BRIEF: Retype each line exactly as it stands, beginning at the first line of the material and finishing with the line that contains "### What changed?".

+===+

PR #2715, opened 2025-09-19
Add PyPI publishing script with automatic version bumping

daveey:
# Add PyPI Publishing Script and Update Package Versions

### TL;DR

Added a new script for automated PyPI publishing and updated package versions for cogames and mettagrid.

### What changed?

- Added `devops/publish_to_pypi.py` - a new script that automates the process of publishing packages to PyPI with version bumping
- Updated cogames version from 0.2.0.1 to 0.3.1
- Updated mettagrid version from 0.2.0.3 to 0.2.0.6
- Updated mettagrid dependency in cogames from 0.2.0.3 to 0.2.0.6
- Updated corresponding version references in uv.lock

[Asana Task](https://app.asana.com/1/1209016784099267/project/1210348820405981/task/1211412856133315)

### DIFF
--- a/devops/publish_to_pypi.py
+++ b/devops/publish_to_pypi.py
@@ -1,0 +1,276 @@
+#!/usr/bin/env -S uv run
+"""
+Publish a package to PyPI with automatic version bumping.
+
+Usage:
+    python devops/publish_to_pypi.py <package_name>
+"""
+
+import argparse
+import glob
+import re
+import subprocess
+import sys
+from pathlib import Path
+
+
+def bump_last_version(version_str: str) -> str:
+    """
+    Bump the last version number (patch version).
+
+    Examples:
+        "0.1.0" -> "0.1.1"
+        "1.2.3" -> "1.2.4"
+        "0.2.0.2" -> "0.2.0.3"
+        "0.2.1" -> "0.2.2"
+    """
+    parts = version_str.split(".")
+    if len(parts) < 2:
+        raise ValueError(f"Invalid version format: {version_str}")
+
+    # Increment the last part (patch or extra)
+    parts[-1] = str(int(parts[-1]) + 1)
+    return ".".join(parts)
+
+
+def update_pyproject_version(pyproject_path: Path) -> tuple[str, str]:
+    """
+    Update the version in pyproject.toml file.
+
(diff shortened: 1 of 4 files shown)


devops/publish_to_pypi.py
```diff
@@ -0,0 +1,276 @@
...
+        else:
+            print(f"(dry-run: would run 'uv build' in {package_dir})")
+
+        # Step 4: Publish to PyPI
+        print(f"\n🚀 Publishing {args.package_name} v{new_version} to PyPI...")
+        if not args.dry_run:
+            # The dist files are created in the project root's dist/ directory
+            dist_dir = project_root / "dist"
+            dist_files = [
+                dist_dir / f"{args.package_name}-{new_version}-py3-none-any.whl",
```
dominik3141, line 223: Filenames are important in pypi. Naming the files '*-py3-none-any.whl' indicates to pip that it contains a universal build. That is fine for cogames which is pure python, but for mettagrid this means we would ship a binary compiled for M series MacOS as if it would work on any system. On linux for example pip will still install these binaries which don't run on x86.

dominik3141 (changes requested):
The script pretends to build universal binaries which it doesn't do (see inline comment).

I would like to offer the following solution for the publishing thing:
We introduce version tags of the forms `mettagrid-v0.2.06` and `cogames-v0.xx`, you would just have to create and push a new tag and I configure our build CI to run on new tags and publish the packages to pypi.

If you prefer the script approach, we at least have to fix the universal build problem.

daveey:
Your plan sounds great, as long as we have a way to trigger it quickly for testing. As we iterate over the next month, we want to quickly build and push, not wait 15m

How about we merge this as a temporary tool, and then you can do it correctly

dominik3141:
> Your plan sounds great, as long as we have a way to trigger it quickly for testing. As we iterate over the next month, we want to quickly build and push, not wait 15m
> 
> How about we merge this as a temporary tool, and then you can do it correctly

Great. I'll make sure that it will still be possible for the action to be triggered manually (in which case it will publish to testpypi for testing).
Merging as a temporary tool is fine with me.

dominik3141 (approved):

PR #2716, opened 2025-09-19
fix: include c++ test results in branch protection

rjwalters:
### Problem
C++ test failures are not blocking merges because the `unit-tests-summary` job (which branch protection watches) only checks Python test results, not C++ test results.

### Root Cause
When we refactored the workflow to split C++ tests into a separate `mettagrid-cpp-build` job, we didn't update the summary job to include it as a dependency.

### Solution
Add `mettagrid-cpp-build` to the `needs` array of `unit-tests-summary` so it waits for and checks both Python and C++ test results.

```yaml
needs: [unit-tests, mettagrid-cpp-build]
```

This ensures our branch protection rule "Tests" correctly blocks merges when C++ tests fail.

[Asana Task](https://app.asana.com/1/1209016784099267/project/1210348820405981/task/1211412965521271)

### DIFF
--- a/.github/workflows/checks.yml
+++ b/.github/workflows/checks.yml
@@ -217,7 +217,7 @@ jobs:
           pnpm run lint
 
   unit-tests:
-    name: "Unit Tests - All Packages"
+    name: "Unit Tests - Python"
     needs: [graphite-ci-optimizer, setup-checks]
     if: |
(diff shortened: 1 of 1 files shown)


rjwalters:
let's get #2714 in first

PR #2718, opened 2025-09-19
resource mod action simpler

nathants:
Now that fractional consumption has [merged](https://github.com/Metta-AI/metta/pull/2661) we can get back to implementing [resource mod action](https://github.com/Metta-AI/metta/pull/2555).

https://app.asana.com/0/home/1211094599731339/1209208922660951


packages/mettagrid/MODULE.bazel
```diff
@@ -28,3 +28,11 @@ bazel_dep(name = "google_benchmark", version = "1.9.4")
...
 # Abseil (dependency of some Google libraries)
 bazel_dep(name = "abseil-cpp", version = "20250814.0")
+
+# make compile_commands.json with: bazel run @hedron_compile_commands//:refresh_all
+bazel_dep(name = "hedron_compile_commands", version = "")
+git_override(
+    module_name = "hedron_compile_commands",
+    remote = "https://github.com/hedronvision/bazel-compile-commands-extractor.git",
+    commit = "abb61a688167623088f8768cc9264798df6a9d10",
+)
```
nathants, line 38: need this for my IDE, don't want to bother you with a separate PR

packages/mettagrid/cpp/bindings/mettagrid_c.cpp
```diff
@@ -451,7 +455,7 @@ void MettaGrid::_step(Actions actions) {
       }
 
       // Tolerate invalid action arguments
-      if (arg > _max_action_args[action_idx]) {
+      if (arg < 0 || arg > _max_action_args[action_idx]) {
```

+===+

SOLUTION FOR THIS TASK:
PR #2715, opened 2025-09-19
Add PyPI publishing script with automatic version bumping

daveey:
# Add PyPI Publishing Script and Update Package Versions

### TL;DR

Added a new script for automated PyPI publishing and updated package versions for cogames and mettagrid.

### What changed?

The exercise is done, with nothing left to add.